Former Kosovo Liberation Army officer Sadik Halitjaha told the trial of Hashim Thaci and other wartime guerrilla leaders in The Hague that contrary to prosecution claims, the KLA’s General Staff didn’t give orders and the guerrilla force didn’t have a defined military structure.
Sadik Halitjaha, former deputy commander of the Kosovo Liberation Army’s Pashtrik Operational Zone, told the Kosovo Specialist Chambers in The Hague this week that the KLA’s General Staff did not give his fighters orders, and even military regulations were compiled at the operational zone level.
Halitjaha also told the trial of former Kosovo President Hashim Thaci and three co-defendants that attempts to give the KLA a proper army structure remained on paper.
“I don’t remember having received any order” from the General Staff, Halitjaha told the court on Friday.
The prosecution is seeking to prove that Thaci and his three co-defendants, Kadri Veseli, Rexhep Selimi, and Jakup Krasniqi, who are on trial for war crimes and crimes against humanity, were responsible as senior KLA officers for crimes committed by their subordinates.
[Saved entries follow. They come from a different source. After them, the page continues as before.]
Issue #8655, opened 2024-03-15
Allow Completion of User Verification Workflows Without Having to be Logged In


cholly75:
As a DAWSON user, so that I can easily complete my change email request, I need to be able to complete the verification workflow without having to still be logged into DAWSON.

One of the pain points associated with the email change workflow is that a user must complete the verification flow on the same device where they are already logged into DAWSON. This results in many support tickets with users confused and/or unable to complete the flow.

We should fix this.

## Acceptance Criteria
* User can complete change email flow including verification without having to be already logged into DAWSON on the same device as that which is being used to complete the verification.

## Notes
* Security concerns?
Steps to recreate the pain points:

#### Pain Point 1 - User is not logged in when they attempt to verify their new email.
- As a Petitioner, create a DAWSON account (or you can also be an admissions clerk and create a Practitioner account for a user)
- Once the account is created, you will receive a message that you need to verify your email
- Navigate to your email and then click on the Verify email button
- You will receive a message indicating that your email is verified and you can now log in
- Log in as the Petitioner
- Click on the person icon in the upper right corner of the page and then select My Account
- Click on the change email link
- Type in a new email (one that you still have access to) and then click save
- There will be a yellow banner at the top of the page that tells the user to verify the new email (nothing about requirements that they have to stay logged in, or be on the same browser, or on the same device)
- Next, log out of DAWSON
- Navigate to your email
- Click on the verify email button in the "Verify your new email" message that you received (this email isn't very helpful to the user, it doesn't tell them that they must be logged in, or using the same browser, and that they must be on the same device).  
- New tab opens to the DAWSON login page. It will flash blue (indicating that it is updating contact information), but then a red error message displays: "Unable to complete your request" (This error message isn't very helpful to the user.  It doesn't tell them that they must be logged in, or using the same browser, and that they must be on the same device).  

#### Pain Point 2 - User is logged in to DAWSON on browser A, but they click Verify Email button from their email in browser B.

- As a Petitioner, create a DAWSON account (or you can also be an admissions clerk and create a Practitioner account for a user)
- Once the account is created, you will receive a message that you need to verify your email
- Navigate to your email and then click on the Verify email button
- You will receive a message indicating that your email is verified and you can now log in
- Log in as the Petitioner
- Click on the person icon in the upper right corner of the page and then select My Account
- Click on the change email link
- Type in a new email (one that you still have access to) and then click save
[...]

PR #9484, opened 2025-12-09
8655 email verification workflow

akuny:
https://github.com/ustaxcourt/ef-cms/issues/8655

See:
- https://github.com/ustaxcourt/ef-cms/pull/9501
- https://github.com/ustaxcourt/ef-cms/pull/9532


jimlerza (approved):

web-api/src/app.ts
```diff
@@ -1071,7 +1070,6 @@ app.delete(
     lambdaWrapper(getUserPendingEmailStatusLambda),
   );
   app.put('/users/pending-email', lambdaWrapper(updateUserPendingEmailLambda));
-  app.put('/users/verify-email', lambdaWrapper(verifyUserPendingEmailLambda));
```
jimlerza, line 1097: Should we set up a proxy or redirect?

If we don't, doesn't this mean that any pending password reset or welcome emails (that are otherwise still valid) will fail?

akuny: Following up on our discussion this morning, the PUT route for verify-email is now in both app.ts and app-public.ts--both routes point to the same lambda.

devinganey613 (approved):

Halitjaha said on Monday that there were no agreed protocols between the KLA’s various operational zones and the General Staff. But in the Pashtrik zone, where he was deputy commander, he and others compiled their own regulations.
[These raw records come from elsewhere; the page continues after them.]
Issue #8782, opened 2024-08-06
TS Error Cleanup: Incompatible Types Assigned


akuny:
**TS2322: `Type '<type>' is not assignable to type '<some type>'.`**

- [x] scripts/judge/update-judge-titles.ts
- [x] scripts/user/add-user.ts
- [x] scripts/user/create-and-enable-smoketest-user-helpers.ts
- [x] scripts/user/setup-test-users.ts
- [x] shared/src/business/entities/cases/Case.ts
- [x] shared/src/business/entities/contacts/ContactFactory.test.ts
- [x] shared/src/business/entities/Message.ts
- [x] shared/src/business/useCases/externalDocument/uploadExternalDocumentsInteractor.test.ts
- [x] shared/src/business/useCases/generateSignedDocumentInteractor.ts
- [x] shared/src/business/useCases/getNotificationsInteractor.test.ts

He also testified that there were no ranks in the traditional military sense in the KLA.
Answering questions from Thaci’s lawyer, Gregory Kehoe, Halitjaha told the court that “we did not receive any orders from Hashim Thaci” because giving orders “was not part of his job description… he was more like a politician, a commissar, than a warrior, who only worked theoretically on how the war was being fought”.
The witness also claimed he only met Thaci twice during the war.
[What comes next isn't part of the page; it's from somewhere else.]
Issue #8780, opened 2024-08-06
TS Error Cleanup: Missing Type Imports


akuny:
**TS2304: `Cannot find name '<something>'.`**
- [x] web-api/src/persistence/dynamo/practitioners/getPractitionerDocuments.ts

Thaci, Veseli, Selimi and Krasniqi are accused of having individual and command responsibility for crimes that were mainly committed against prisoners held at KLA detention facilities in Kosovo and neighbouring Albania, including 102 murders.
The crimes were allegedly committed between at least March 1998 and September 1999, during and just after the war with Serbian forces. The defendants have pleaded not guilty to all charges.
During his testimony, Halitjaha told the court that there were cases of civilians using their connections to a member of the KLA to denounce someone as a spy in order to “take revenge over personal matters”.
He also mentioned a case in which a civilian sent a list of names from his village, claiming certain people were spies just because they were seen sitting with or talking to Serbs. Halitjaha claimed he tore the list up because he knew the people who had been denounced were not spies.
The Kosovo Specialist Chambers were set up in 2015 to try former KLA guerrillas for wartime and post-war crimes. The court was established in The Hague by the Kosovo parliament, acting under pressure from Kosovo’s Western allies, who believed that Kosovo’s own justice system was not robust enough to try KLA cases and protect witnesses from intimidation.